* What this task involves *
Start to finish, reproduce the records below with nothing missing.

[Start of Attachment]

PR #479, opened 2020-10-05
Send proper user agent, and delete resource-classes by name

pete-woods:
- Path escape runner IDs and send proper user agent
- Delete resource-classes by name, not ID

### DIFF
--- a/api/rest/client.go
+++ b/api/rest/client.go
@@ -10,6 +10,8 @@ import (
 	"net/url"
 	"strings"
 	"time"
+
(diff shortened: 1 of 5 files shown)


glenjamin (approved):

glenjamin:
Is this what was causing the 500?

pete-woods:
> Is this what was causing the 500?

Nope - this was just something I spotted us doing elsewhere.

It's now been updated to add the changed `rm` behaviour, too.

PR #493, opened 2020-10-14
Fix `orb init` error `invalid cross device link`

mkly:
Fix `orb init` error `invalid cross device link` when run with snap

Rename will cause an error with snap. This instead removed the `rename`
call and instead does not write the top level directory

* Remove `os.Rename` in favor of unzipping directly to orb directory.
* Change `unzip` function to `unzipToOrbPath` and modify function to
  specifically handly orb use-case as opposed to being general purpose

Fixes #491

PR #496, opened 2020-10-20
`orb init` improvements

gmemstr:
Brings #493, #453, and snap detection when creating a git commit, under one PR.

Snap detection is necessary because of the way snaps are sandboxed. Normal installations allow the `git` library used to read the configuration and pull details, whereas a snap install disallows this and requires us to supply custom details.

### DIFF
--- a/cmd/orb.go
+++ b/cmd/orb.go
@@ -15,6 +15,7 @@ import (
 	"sort"
 	"strconv"
 	"strings"
+	"time"
 
 	"github.com/CircleCI-Public/circleci-cli/api"
 	"github.com/CircleCI-Public/circleci-cli/api/graphql"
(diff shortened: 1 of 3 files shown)


cmd/orb.go
```diff
@@ -1276,9 +1272,24 @@ func initOrb(opts orbOptions) error {
...
-	if err != nil {
-		return err
+
+	if version.PackageManager() != "snap" {
+		_, err = w.Commit("[semver:skip] Initial commit.", &git.CommitOptions{})
+		if err != nil {
+			return err
+		}
+	} else {
+		fmt.Println("We detected you installed the CLI via snap\nThe commit generated will not match your actual git username or email due to sandboxing.")
```
KyleTryon, line 1282: Seems fair/good to me

KyleTryon (approved):
Looks like great improvements 👍

KyleTryon:
CC @gmemstr @johnswanson  I think we need a revert here. Just got this error on CCI that i had not been getting previously: https://app.circleci.com/pipelines/github/CircleCI-Public/aws-elastic-beanstalk-orb/72/workflows/b6dc5cd1-2352-409a-b6b6-940f68c51b85/jobs/292

```
Error: Error calling command: 'setup'
Unclosed '<<' tag in string: '<<include(scripts/install-setup.sh)>>'
('<<' must be escaped in config v2.1+)
Error calling job: 'deploy'
Error calling command: 'setup'
Unclosed '<<' tag in string: '<<include(scripts/install-setup.sh)>>'
('<<' must be escaped in config v2.1+)

```

Even shown in that error message it shows the tag is closed.

Issue #501, opened 2020-10-22
Arrow keys don't work on Windows 10


ThatCopy:
## Meta:

**CircleCI CLI Version:**

0.1.11146+275feba (release)
**Operating System:**

Windows 10 2004
**CircleCI CLI Diagnostic:**

```
---
CircleCI CLI Diagnostics
---
Debugger mode: false
Config found: C:\Users\David\.circleci\cli.yml
API host: https://circleci.com
API endpoint: graphql-unstable
OK, got a token.
Trying an introspection query on API...
Ok.
Hello, David.
```

---

## Current behavior:

When I run `circleci orb init ./test/` I cant select a different option. The arrow keys don't work, the enter key works. On WSL2 it works.

## When did this begin / Was this previously working?:
From release v0.1.10993 onwards 

## Additional Information:
![screenshot](https://i.imgur.com/d13WZUm.png)
When I press a arrow key nothing happens

gmemstr:
This appears to be a bug with the upstream library we're using: https://github.com/manifoldco/promptui/issues/33.

seongwon-kang:
Key j, k works.

gmemstr:
It's an okay workaround, but after some digging into that aforementioned issue, I think a better solution is to switch to https://github.com/AlecAivazis/survey - it appears that it will work on windows and offer more functionality that we can build upon, e.g for a more specific pipeline configuration.

ThatCopy:
Another issue that I found is that entering any text on windows is really slow. So I also think that switching to another lib is a better solution

PR #506, opened 2020-10-26
Move from "promptui" to "survey" package.

gmemstr:
"promptui" has some incompatibilities with Windows, which makes navigating menus much harder (see #501) - [survey](https://github.com/AlecAivazis/survey) appears to resolve these, so this PR completely moves over to survey instead. Survey also offers a number of other prompt types natively.


aengelberg (approved):
LGTM

PR #516, opened 2020-11-02
Properly deserialize graphQL response when creating an imported orb

kelvinkfli:
This PR fixes a bug where we weren't deserializing graphQL responses properly when importing orbs. The response struct name was changed to match that of the mutation being performed: `ImportOrb`

### DIFF
--- a/cmd/orb_import_test.go
+++ b/cmd/orb_import_test.go
@@ -799,7 +799,7 @@ The following orb versions already exist:
 					}
 				}`
 
-			createOrbReq := `{
+			importOrbReq := `{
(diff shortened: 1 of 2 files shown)


johnswanson (approved):

cmd/orb_import_test.go
```diff
@@ -808,7 +808,7 @@ The following orb versions already exist:
 				  }`
 
 			createOrbResp := `{
-					"createOrb": {
```
johnswanson, line 811: ~~ the var name `createOrbResp` could get changed to `importOrbResp`

kelvinkfli: Thanks for the catch!

PR #517, opened 2020-11-05
Fix bug listing env vars

johnswanson:
This caused only the first 20 environment variables to be printed,
rather than paging through if there were more.


kelvinkfli (approved):
LGTM!

aengelberg (approved):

[End of Attachment]

* Task answer *
PR #479, opened 2020-10-05
Send proper user agent, and delete resource-classes by name

pete-woods:
- Path escape runner IDs and send proper user agent
- Delete resource-classes by name, not ID

### DIFF
--- a/api/rest/client.go
+++ b/api/rest/client.go
@@ -10,6 +10,8 @@ import (
 	"net/url"
 	"strings"
 	"time"
+
(diff shortened: 1 of 5 files shown)


glenjamin (approved):

glenjamin:
Is this what was causing the 500?

pete-woods:
> Is this what was causing the 500?

Nope - this was just something I spotted us doing elsewhere.

It's now been updated to add the changed `rm` behaviour, too.

PR #493, opened 2020-10-14
Fix `orb init` error `invalid cross device link`

mkly:
Fix `orb init` error `invalid cross device link` when run with snap

Rename will cause an error with snap. This instead removed the `rename`
call and instead does not write the top level directory

* Remove `os.Rename` in favor of unzipping directly to orb directory.
* Change `unzip` function to `unzipToOrbPath` and modify function to
  specifically handly orb use-case as opposed to being general purpose

Fixes #491

PR #496, opened 2020-10-20
`orb init` improvements

gmemstr:
Brings #493, #453, and snap detection when creating a git commit, under one PR.

Snap detection is necessary because of the way snaps are sandboxed. Normal installations allow the `git` library used to read the configuration and pull details, whereas a snap install disallows this and requires us to supply custom details.

### DIFF
--- a/cmd/orb.go
+++ b/cmd/orb.go
@@ -15,6 +15,7 @@ import (
 	"sort"
 	"strconv"
 	"strings"
+	"time"
 
 	"github.com/CircleCI-Public/circleci-cli/api"
 	"github.com/CircleCI-Public/circleci-cli/api/graphql"
(diff shortened: 1 of 3 files shown)


cmd/orb.go
```diff
@@ -1276,9 +1272,24 @@ func initOrb(opts orbOptions) error {
...
-	if err != nil {
-		return err
+
+	if version.PackageManager() != "snap" {
+		_, err = w.Commit("[semver:skip] Initial commit.", &git.CommitOptions{})
+		if err != nil {
+			return err
+		}
+	} else {
+		fmt.Println("We detected you installed the CLI via snap\nThe commit generated will not match your actual git username or email due to sandboxing.")
```
KyleTryon, line 1282: Seems fair/good to me

KyleTryon (approved):
Looks like great improvements 👍

KyleTryon:
CC @gmemstr @johnswanson  I think we need a revert here. Just got this error on CCI that i had not been getting previously: https://app.circleci.com/pipelines/github/CircleCI-Public/aws-elastic-beanstalk-orb/72/workflows/b6dc5cd1-2352-409a-b6b6-940f68c51b85/jobs/292

```
Error: Error calling command: 'setup'
Unclosed '<<' tag in string: '<<include(scripts/install-setup.sh)>>'
('<<' must be escaped in config v2.1+)
Error calling job: 'deploy'
Error calling command: 'setup'
Unclosed '<<' tag in string: '<<include(scripts/install-setup.sh)>>'
('<<' must be escaped in config v2.1+)

```

Even shown in that error message it shows the tag is closed.

Issue #501, opened 2020-10-22
Arrow keys don't work on Windows 10


ThatCopy:
## Meta:

**CircleCI CLI Version:**

0.1.11146+275feba (release)
**Operating System:**

Windows 10 2004
**CircleCI CLI Diagnostic:**

```
---
CircleCI CLI Diagnostics
---
Debugger mode: false
Config found: C:\Users\David\.circleci\cli.yml
API host: https://circleci.com
API endpoint: graphql-unstable
OK, got a token.
Trying an introspection query on API...
Ok.
Hello, David.
```

---

## Current behavior:

When I run `circleci orb init ./test/` I cant select a different option. The arrow keys don't work, the enter key works. On WSL2 it works.

## When did this begin / Was this previously working?:
From release v0.1.10993 onwards 

## Additional Information:
![screenshot](https://i.imgur.com/d13WZUm.png)
When I press a arrow key nothing happens

gmemstr:
This appears to be a bug with the upstream library we're using: https://github.com/manifoldco/promptui/issues/33.

seongwon-kang:
Key j, k works.

gmemstr:
It's an okay workaround, but after some digging into that aforementioned issue, I think a better solution is to switch to https://github.com/AlecAivazis/survey - it appears that it will work on windows and offer more functionality that we can build upon, e.g for a more specific pipeline configuration.

ThatCopy:
Another issue that I found is that entering any text on windows is really slow. So I also think that switching to another lib is a better solution

PR #506, opened 2020-10-26
Move from "promptui" to "survey" package.

gmemstr:
"promptui" has some incompatibilities with Windows, which makes navigating menus much harder (see #501) - [survey](https://github.com/AlecAivazis/survey) appears to resolve these, so this PR completely moves over to survey instead. Survey also offers a number of other prompt types natively.


aengelberg (approved):
LGTM

PR #516, opened 2020-11-02
Properly deserialize graphQL response when creating an imported orb

kelvinkfli:
This PR fixes a bug where we weren't deserializing graphQL responses properly when importing orbs. The response struct name was changed to match that of the mutation being performed: `ImportOrb`

### DIFF
--- a/cmd/orb_import_test.go
+++ b/cmd/orb_import_test.go
@@ -799,7 +799,7 @@ The following orb versions already exist:
 					}
 				}`
 
-			createOrbReq := `{
+			importOrbReq := `{
(diff shortened: 1 of 2 files shown)


johnswanson (approved):

cmd/orb_import_test.go
```diff
@@ -808,7 +808,7 @@ The following orb versions already exist:
 				  }`
 
 			createOrbResp := `{
-					"createOrb": {
```
johnswanson, line 811: ~~ the var name `createOrbResp` could get changed to `importOrbResp`

kelvinkfli: Thanks for the catch!

PR #517, opened 2020-11-05
Fix bug listing env vars

johnswanson:
This caused only the first 20 environment variables to be printed,
rather than paging through if there were more.


kelvinkfli (approved):
LGTM!

aengelberg (approved):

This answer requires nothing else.